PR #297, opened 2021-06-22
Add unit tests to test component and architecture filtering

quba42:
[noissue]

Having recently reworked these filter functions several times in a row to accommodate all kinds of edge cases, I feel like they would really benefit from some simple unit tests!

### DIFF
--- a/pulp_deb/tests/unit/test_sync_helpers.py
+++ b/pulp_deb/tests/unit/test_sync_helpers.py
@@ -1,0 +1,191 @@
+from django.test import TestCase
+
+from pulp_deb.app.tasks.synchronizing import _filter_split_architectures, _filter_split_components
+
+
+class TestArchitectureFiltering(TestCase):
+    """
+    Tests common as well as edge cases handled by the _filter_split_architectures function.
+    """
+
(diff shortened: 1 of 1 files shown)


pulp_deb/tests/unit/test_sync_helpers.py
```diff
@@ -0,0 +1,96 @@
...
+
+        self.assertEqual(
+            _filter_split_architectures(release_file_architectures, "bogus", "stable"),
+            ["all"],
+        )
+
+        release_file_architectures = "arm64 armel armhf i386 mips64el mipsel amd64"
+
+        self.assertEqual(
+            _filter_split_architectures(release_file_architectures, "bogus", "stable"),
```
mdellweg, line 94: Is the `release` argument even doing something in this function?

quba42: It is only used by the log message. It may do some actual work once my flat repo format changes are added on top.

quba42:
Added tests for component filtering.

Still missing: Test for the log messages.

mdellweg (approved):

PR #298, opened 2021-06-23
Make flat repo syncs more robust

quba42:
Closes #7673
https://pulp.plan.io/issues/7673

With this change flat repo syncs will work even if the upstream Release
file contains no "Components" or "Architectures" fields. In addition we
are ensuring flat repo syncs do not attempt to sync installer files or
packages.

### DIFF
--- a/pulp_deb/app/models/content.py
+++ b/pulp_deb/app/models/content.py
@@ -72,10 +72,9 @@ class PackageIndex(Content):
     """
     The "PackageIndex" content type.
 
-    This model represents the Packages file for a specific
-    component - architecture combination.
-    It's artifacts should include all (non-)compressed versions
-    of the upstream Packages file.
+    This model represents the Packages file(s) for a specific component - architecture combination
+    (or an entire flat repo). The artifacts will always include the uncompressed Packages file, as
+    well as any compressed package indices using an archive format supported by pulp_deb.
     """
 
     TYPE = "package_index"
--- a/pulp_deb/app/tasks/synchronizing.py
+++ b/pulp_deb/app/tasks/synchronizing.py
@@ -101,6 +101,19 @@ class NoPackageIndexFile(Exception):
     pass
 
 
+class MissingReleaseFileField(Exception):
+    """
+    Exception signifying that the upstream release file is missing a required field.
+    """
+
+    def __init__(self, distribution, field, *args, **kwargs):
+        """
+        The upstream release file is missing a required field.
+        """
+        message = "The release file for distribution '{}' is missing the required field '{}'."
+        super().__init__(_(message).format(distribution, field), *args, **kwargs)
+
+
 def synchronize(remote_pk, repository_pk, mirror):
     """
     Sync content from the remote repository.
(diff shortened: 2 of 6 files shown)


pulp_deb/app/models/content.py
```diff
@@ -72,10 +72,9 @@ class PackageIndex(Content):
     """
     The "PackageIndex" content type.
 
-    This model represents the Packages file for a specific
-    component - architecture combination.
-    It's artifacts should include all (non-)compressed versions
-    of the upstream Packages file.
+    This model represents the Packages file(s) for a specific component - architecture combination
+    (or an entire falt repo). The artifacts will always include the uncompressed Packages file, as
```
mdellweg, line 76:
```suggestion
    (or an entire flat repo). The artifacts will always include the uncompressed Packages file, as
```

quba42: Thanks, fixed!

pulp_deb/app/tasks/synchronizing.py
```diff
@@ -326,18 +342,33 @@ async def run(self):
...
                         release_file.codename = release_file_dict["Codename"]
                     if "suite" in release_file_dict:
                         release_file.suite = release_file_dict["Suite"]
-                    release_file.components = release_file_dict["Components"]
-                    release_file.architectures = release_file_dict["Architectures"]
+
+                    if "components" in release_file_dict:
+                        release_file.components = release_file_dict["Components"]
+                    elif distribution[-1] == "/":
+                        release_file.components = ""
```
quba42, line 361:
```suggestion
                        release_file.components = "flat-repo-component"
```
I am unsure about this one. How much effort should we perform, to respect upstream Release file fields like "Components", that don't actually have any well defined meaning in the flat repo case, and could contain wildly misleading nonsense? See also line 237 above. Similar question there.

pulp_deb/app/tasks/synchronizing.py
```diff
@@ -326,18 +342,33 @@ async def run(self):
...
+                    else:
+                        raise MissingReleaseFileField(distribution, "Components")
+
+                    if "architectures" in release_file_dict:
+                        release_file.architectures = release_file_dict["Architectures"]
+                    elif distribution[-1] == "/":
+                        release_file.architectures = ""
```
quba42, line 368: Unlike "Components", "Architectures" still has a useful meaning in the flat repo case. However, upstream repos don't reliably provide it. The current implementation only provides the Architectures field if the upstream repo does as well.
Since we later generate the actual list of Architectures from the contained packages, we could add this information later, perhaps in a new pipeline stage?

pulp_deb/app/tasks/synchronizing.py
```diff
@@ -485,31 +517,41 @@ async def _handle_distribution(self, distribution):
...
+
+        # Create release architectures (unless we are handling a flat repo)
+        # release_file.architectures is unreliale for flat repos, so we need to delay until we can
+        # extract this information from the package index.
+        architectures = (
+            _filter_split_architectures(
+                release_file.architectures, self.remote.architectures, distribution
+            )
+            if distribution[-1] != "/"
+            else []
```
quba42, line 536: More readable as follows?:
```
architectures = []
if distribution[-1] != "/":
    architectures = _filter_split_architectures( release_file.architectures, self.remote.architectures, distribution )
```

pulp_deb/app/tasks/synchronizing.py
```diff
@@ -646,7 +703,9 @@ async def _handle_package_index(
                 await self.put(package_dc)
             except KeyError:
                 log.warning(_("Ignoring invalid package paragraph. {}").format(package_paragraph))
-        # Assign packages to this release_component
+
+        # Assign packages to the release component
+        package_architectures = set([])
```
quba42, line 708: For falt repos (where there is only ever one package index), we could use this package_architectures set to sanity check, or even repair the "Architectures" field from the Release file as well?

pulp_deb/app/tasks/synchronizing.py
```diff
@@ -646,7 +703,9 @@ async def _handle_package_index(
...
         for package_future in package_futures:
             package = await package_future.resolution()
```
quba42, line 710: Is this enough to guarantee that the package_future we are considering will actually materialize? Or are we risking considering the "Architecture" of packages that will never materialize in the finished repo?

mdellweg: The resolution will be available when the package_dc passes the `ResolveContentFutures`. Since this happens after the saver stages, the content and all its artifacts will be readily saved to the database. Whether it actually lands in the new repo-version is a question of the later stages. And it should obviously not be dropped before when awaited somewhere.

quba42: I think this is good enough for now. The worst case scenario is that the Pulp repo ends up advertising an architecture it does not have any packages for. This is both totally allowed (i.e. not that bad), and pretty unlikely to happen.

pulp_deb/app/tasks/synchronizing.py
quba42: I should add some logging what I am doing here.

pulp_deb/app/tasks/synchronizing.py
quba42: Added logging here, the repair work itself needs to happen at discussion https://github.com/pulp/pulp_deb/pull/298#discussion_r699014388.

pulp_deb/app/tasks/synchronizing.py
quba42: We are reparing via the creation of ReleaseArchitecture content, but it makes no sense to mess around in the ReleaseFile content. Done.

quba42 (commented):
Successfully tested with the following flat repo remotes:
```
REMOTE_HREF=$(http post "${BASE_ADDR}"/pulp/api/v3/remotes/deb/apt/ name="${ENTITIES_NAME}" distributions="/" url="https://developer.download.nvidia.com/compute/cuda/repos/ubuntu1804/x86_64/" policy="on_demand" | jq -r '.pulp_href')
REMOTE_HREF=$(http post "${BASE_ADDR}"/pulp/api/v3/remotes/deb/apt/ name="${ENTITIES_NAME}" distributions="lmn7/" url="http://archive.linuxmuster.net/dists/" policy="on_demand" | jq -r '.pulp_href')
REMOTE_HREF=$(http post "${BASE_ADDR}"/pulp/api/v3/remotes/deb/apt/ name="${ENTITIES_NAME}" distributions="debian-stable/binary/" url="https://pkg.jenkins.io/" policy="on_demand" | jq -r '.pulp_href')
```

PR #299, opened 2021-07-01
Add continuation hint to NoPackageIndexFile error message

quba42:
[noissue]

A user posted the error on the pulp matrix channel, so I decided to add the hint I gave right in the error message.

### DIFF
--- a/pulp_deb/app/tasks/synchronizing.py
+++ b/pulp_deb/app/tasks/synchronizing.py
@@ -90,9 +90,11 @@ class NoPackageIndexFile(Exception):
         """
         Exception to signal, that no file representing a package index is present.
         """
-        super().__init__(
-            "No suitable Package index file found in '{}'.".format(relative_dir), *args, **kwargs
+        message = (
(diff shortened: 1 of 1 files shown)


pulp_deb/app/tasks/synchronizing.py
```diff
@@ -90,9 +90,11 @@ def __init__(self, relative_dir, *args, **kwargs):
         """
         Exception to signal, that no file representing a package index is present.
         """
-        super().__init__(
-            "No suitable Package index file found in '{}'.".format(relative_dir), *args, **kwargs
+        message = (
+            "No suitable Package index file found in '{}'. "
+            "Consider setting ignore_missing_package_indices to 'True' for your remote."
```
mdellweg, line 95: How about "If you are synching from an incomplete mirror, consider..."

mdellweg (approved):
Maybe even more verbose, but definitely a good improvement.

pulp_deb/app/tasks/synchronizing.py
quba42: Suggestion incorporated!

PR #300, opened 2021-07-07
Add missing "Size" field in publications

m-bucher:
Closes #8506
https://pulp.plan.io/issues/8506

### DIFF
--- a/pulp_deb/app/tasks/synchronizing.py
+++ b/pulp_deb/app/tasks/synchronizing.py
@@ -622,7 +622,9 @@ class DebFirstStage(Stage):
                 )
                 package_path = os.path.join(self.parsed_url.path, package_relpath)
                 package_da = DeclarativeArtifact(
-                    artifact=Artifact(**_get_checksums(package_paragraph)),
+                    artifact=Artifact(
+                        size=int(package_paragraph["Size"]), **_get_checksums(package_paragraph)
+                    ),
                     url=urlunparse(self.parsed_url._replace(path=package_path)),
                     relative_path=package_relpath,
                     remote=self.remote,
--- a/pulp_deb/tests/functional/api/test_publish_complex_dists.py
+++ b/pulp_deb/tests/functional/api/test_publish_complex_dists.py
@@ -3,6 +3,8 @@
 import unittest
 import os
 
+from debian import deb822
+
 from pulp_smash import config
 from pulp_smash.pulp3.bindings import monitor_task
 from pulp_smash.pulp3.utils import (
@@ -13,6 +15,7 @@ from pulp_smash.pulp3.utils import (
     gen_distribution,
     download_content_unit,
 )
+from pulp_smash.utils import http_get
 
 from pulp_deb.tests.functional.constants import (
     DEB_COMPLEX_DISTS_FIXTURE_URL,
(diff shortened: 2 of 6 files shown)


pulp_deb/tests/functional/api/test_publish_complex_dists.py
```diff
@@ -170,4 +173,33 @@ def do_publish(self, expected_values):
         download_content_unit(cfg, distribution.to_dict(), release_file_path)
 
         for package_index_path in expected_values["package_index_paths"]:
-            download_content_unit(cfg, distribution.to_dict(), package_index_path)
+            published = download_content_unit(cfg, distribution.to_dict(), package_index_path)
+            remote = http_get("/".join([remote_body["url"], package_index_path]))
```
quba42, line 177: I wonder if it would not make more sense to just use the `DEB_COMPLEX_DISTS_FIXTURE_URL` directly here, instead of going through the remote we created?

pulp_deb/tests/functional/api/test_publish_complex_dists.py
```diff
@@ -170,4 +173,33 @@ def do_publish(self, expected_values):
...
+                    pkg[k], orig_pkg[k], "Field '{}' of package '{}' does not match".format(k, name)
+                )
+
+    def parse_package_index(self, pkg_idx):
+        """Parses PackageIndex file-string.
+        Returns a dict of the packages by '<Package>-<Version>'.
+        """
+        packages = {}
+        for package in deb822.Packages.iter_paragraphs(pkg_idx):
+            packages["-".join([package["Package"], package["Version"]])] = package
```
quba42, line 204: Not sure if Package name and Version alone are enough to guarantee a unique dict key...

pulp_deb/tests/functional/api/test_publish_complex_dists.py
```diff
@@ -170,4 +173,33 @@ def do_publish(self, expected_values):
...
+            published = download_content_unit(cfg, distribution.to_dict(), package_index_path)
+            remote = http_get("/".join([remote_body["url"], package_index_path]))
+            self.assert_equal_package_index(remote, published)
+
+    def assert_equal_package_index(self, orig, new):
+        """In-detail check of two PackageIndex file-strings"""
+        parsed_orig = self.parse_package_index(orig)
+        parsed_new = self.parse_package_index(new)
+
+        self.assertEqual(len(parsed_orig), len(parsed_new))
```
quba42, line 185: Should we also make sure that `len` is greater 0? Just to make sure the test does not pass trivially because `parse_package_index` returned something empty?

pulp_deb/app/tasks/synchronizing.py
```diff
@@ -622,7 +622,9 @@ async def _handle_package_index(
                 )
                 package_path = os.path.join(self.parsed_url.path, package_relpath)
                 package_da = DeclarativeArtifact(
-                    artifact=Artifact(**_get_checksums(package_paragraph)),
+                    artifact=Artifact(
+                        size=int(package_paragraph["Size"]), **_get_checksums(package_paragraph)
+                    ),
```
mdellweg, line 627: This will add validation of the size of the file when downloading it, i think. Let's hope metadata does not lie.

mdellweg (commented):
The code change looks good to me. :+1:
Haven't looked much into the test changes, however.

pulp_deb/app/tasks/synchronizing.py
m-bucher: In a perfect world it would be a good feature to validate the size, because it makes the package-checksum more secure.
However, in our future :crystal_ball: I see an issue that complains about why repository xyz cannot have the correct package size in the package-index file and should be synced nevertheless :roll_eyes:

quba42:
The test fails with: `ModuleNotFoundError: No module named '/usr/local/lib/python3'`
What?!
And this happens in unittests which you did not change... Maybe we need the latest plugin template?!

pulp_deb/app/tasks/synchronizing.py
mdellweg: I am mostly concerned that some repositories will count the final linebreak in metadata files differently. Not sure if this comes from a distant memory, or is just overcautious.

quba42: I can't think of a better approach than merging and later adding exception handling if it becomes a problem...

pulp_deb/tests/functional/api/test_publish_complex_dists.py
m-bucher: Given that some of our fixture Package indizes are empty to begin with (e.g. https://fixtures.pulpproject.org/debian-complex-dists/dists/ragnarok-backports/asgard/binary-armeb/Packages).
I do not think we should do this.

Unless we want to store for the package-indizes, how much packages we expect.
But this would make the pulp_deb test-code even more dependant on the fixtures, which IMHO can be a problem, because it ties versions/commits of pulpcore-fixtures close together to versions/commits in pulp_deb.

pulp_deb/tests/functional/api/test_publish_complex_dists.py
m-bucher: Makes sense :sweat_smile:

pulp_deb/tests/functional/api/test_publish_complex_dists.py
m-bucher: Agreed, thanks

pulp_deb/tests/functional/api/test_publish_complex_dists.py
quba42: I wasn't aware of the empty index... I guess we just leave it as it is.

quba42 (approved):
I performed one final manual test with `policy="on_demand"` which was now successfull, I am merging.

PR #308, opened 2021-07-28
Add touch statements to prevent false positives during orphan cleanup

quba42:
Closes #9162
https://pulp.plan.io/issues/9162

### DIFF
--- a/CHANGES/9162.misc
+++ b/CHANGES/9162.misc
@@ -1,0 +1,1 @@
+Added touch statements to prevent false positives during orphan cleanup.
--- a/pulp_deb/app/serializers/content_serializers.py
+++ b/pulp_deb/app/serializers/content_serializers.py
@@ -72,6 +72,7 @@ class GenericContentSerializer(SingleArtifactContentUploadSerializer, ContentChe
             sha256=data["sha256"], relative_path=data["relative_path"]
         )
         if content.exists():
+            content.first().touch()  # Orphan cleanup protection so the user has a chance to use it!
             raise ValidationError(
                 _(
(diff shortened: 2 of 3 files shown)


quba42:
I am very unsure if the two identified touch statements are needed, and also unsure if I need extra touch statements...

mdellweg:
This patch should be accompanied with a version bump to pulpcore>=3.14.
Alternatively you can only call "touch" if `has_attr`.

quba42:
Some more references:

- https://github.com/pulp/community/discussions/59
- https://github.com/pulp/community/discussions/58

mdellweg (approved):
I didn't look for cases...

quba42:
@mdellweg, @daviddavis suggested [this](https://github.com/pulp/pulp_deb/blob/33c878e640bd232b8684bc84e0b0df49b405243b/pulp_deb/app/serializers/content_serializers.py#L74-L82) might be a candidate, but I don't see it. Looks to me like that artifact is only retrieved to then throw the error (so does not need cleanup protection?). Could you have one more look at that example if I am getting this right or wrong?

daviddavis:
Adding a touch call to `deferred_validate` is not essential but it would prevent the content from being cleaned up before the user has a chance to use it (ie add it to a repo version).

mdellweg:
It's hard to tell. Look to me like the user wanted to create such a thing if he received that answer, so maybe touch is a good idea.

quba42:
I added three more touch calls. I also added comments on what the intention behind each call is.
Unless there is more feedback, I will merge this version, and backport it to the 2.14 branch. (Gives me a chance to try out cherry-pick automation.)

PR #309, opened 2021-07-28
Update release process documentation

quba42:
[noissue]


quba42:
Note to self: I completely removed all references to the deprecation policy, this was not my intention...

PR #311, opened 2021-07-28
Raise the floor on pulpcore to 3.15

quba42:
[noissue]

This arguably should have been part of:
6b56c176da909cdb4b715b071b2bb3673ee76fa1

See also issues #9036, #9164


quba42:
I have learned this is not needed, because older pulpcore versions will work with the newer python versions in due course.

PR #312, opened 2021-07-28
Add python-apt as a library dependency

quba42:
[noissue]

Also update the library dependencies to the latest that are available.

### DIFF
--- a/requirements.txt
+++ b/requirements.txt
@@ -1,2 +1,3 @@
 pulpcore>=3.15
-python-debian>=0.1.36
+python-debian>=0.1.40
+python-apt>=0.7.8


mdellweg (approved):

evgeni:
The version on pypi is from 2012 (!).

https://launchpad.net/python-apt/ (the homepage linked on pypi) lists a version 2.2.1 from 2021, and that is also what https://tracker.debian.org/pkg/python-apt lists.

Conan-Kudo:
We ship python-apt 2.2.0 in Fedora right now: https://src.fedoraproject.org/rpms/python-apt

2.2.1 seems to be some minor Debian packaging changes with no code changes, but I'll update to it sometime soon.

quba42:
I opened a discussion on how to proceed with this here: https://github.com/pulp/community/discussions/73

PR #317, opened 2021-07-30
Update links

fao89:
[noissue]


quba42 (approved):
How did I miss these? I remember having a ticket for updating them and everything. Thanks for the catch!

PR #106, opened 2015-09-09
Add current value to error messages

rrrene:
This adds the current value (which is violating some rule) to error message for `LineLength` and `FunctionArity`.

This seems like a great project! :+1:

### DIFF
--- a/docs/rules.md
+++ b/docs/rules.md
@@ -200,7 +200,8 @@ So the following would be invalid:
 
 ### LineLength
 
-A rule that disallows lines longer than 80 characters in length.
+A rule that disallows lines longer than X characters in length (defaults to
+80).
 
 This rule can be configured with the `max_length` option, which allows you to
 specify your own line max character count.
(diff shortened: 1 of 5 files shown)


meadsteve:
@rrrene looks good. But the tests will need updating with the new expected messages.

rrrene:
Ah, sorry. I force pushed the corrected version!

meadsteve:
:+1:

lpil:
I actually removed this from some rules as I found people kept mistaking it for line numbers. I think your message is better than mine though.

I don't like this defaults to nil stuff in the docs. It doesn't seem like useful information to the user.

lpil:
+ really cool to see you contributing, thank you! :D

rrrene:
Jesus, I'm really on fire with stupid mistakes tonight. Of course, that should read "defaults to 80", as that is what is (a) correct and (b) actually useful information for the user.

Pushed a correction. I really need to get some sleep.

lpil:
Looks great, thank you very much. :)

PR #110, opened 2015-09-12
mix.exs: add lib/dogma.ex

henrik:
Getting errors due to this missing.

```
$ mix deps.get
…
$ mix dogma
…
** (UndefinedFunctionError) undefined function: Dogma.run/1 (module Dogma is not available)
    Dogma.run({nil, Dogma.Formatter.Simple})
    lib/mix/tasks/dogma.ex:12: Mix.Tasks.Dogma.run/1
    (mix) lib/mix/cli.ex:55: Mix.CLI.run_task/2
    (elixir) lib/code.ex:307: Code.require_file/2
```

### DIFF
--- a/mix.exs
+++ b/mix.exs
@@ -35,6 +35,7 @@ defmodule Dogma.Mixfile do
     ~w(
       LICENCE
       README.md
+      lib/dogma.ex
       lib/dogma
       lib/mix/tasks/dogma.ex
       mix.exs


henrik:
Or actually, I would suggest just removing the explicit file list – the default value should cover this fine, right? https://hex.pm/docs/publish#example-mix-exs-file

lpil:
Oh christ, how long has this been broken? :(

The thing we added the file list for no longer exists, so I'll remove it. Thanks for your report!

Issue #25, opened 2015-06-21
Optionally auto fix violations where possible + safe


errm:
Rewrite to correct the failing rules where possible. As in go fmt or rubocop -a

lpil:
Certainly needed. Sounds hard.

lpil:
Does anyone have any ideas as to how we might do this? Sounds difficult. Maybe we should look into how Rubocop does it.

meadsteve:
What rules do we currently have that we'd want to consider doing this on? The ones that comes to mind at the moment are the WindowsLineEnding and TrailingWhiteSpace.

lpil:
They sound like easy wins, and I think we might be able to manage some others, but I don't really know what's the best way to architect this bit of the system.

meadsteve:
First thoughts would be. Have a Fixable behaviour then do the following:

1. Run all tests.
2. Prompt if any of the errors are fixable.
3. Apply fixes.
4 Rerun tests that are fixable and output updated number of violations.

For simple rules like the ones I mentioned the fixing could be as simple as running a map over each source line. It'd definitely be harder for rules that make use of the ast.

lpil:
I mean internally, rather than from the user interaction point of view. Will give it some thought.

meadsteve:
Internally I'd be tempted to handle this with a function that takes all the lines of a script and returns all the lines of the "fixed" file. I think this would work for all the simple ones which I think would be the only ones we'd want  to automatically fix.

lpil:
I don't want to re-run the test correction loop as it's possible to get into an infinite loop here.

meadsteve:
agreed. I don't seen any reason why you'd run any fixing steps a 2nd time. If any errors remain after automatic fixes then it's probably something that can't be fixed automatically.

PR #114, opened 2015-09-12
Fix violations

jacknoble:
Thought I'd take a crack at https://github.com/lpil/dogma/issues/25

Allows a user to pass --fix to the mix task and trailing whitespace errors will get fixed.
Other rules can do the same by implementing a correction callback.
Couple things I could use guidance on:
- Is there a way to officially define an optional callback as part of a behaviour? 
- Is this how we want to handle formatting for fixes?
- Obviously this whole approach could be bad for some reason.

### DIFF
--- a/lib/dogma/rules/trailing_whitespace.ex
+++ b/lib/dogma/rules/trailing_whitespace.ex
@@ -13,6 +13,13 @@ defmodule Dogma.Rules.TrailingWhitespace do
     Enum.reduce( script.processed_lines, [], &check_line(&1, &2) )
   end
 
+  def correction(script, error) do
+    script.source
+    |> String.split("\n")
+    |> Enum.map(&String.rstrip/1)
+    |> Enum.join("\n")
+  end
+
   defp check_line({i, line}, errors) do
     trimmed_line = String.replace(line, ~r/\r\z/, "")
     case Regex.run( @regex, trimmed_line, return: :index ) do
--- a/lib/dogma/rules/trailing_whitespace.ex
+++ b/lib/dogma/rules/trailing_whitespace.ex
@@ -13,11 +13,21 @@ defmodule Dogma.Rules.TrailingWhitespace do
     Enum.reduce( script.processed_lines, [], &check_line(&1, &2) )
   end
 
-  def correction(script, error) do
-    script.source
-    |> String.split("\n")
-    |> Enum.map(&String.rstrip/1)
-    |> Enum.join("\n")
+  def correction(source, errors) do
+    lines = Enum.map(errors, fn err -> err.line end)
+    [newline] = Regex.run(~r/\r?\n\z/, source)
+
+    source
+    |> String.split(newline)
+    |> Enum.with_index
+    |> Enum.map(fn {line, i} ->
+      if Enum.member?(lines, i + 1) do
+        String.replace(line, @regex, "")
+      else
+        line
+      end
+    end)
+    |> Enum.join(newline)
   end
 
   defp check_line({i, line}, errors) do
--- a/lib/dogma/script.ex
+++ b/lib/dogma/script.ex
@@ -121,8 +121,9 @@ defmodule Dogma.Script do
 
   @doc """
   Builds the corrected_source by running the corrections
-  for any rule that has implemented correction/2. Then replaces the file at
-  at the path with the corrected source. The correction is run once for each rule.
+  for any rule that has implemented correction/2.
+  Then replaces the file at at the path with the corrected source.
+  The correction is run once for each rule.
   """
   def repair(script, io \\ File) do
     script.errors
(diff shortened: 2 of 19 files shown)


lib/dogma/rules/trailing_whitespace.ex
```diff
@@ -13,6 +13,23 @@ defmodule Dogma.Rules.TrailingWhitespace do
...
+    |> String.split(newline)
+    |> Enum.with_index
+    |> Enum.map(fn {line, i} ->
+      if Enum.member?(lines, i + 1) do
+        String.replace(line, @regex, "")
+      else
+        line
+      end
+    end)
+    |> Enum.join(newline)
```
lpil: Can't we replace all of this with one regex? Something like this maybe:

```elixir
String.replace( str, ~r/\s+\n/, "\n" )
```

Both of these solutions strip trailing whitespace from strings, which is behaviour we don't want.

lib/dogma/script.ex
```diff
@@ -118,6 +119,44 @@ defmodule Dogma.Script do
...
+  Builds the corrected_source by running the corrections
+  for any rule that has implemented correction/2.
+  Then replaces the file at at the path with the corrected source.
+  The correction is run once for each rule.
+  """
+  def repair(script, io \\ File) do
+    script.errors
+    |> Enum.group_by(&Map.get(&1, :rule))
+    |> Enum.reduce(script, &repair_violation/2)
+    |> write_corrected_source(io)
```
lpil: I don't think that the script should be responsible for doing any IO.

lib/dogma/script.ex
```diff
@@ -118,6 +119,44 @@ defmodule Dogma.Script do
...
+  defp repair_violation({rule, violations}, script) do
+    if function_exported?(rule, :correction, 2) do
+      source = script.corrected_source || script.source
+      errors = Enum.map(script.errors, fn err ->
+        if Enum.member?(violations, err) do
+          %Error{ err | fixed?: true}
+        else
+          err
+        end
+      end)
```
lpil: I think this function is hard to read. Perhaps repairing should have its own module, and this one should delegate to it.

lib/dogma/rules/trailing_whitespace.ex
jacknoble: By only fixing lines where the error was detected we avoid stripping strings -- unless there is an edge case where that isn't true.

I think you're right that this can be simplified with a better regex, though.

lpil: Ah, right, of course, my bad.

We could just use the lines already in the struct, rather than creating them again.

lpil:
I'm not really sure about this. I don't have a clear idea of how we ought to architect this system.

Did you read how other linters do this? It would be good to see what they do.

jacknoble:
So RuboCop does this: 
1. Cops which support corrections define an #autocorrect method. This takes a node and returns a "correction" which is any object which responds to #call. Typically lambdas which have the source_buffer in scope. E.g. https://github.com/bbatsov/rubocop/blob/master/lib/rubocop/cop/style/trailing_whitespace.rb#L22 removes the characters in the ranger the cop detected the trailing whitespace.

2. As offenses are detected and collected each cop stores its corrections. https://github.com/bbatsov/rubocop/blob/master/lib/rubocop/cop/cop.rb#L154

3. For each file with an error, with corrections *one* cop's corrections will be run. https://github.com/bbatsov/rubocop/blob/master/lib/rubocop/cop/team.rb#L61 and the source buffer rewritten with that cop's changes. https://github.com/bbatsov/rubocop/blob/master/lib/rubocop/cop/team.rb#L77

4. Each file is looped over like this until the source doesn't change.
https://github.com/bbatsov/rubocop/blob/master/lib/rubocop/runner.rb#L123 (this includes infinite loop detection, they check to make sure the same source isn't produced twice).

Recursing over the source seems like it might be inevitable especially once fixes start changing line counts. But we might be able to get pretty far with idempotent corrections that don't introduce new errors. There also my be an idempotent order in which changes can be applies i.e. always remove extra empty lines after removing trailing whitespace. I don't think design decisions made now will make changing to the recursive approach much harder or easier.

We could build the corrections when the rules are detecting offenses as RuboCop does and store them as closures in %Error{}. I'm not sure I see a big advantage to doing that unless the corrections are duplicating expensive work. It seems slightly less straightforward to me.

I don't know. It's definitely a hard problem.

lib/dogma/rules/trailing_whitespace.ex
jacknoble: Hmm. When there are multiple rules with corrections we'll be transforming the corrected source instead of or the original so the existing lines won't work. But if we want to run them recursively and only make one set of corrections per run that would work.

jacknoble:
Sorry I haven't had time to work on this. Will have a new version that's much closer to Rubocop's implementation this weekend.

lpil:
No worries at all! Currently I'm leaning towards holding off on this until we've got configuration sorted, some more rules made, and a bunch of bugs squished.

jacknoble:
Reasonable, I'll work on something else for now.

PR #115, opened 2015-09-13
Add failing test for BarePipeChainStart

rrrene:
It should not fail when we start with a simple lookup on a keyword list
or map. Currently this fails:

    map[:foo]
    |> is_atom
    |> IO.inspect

Exercise – Search the listing above for the word "harder", and copy every line that has it.

Answer below –
For simple rules like the ones I mentioned the fixing could be as simple as running a map over each source line. It'd definitely be harder for rules that make use of the ast.
Recursing over the source seems like it might be inevitable especially once fixes start changing line counts. But we might be able to get pretty far with idempotent corrections that don't introduce new errors. There also my be an idempotent order in which changes can be applies i.e. always remove extra empty lines after removing trailing whitespace. I don't think design decisions made now will make changing to the recursive approach much harder or easier.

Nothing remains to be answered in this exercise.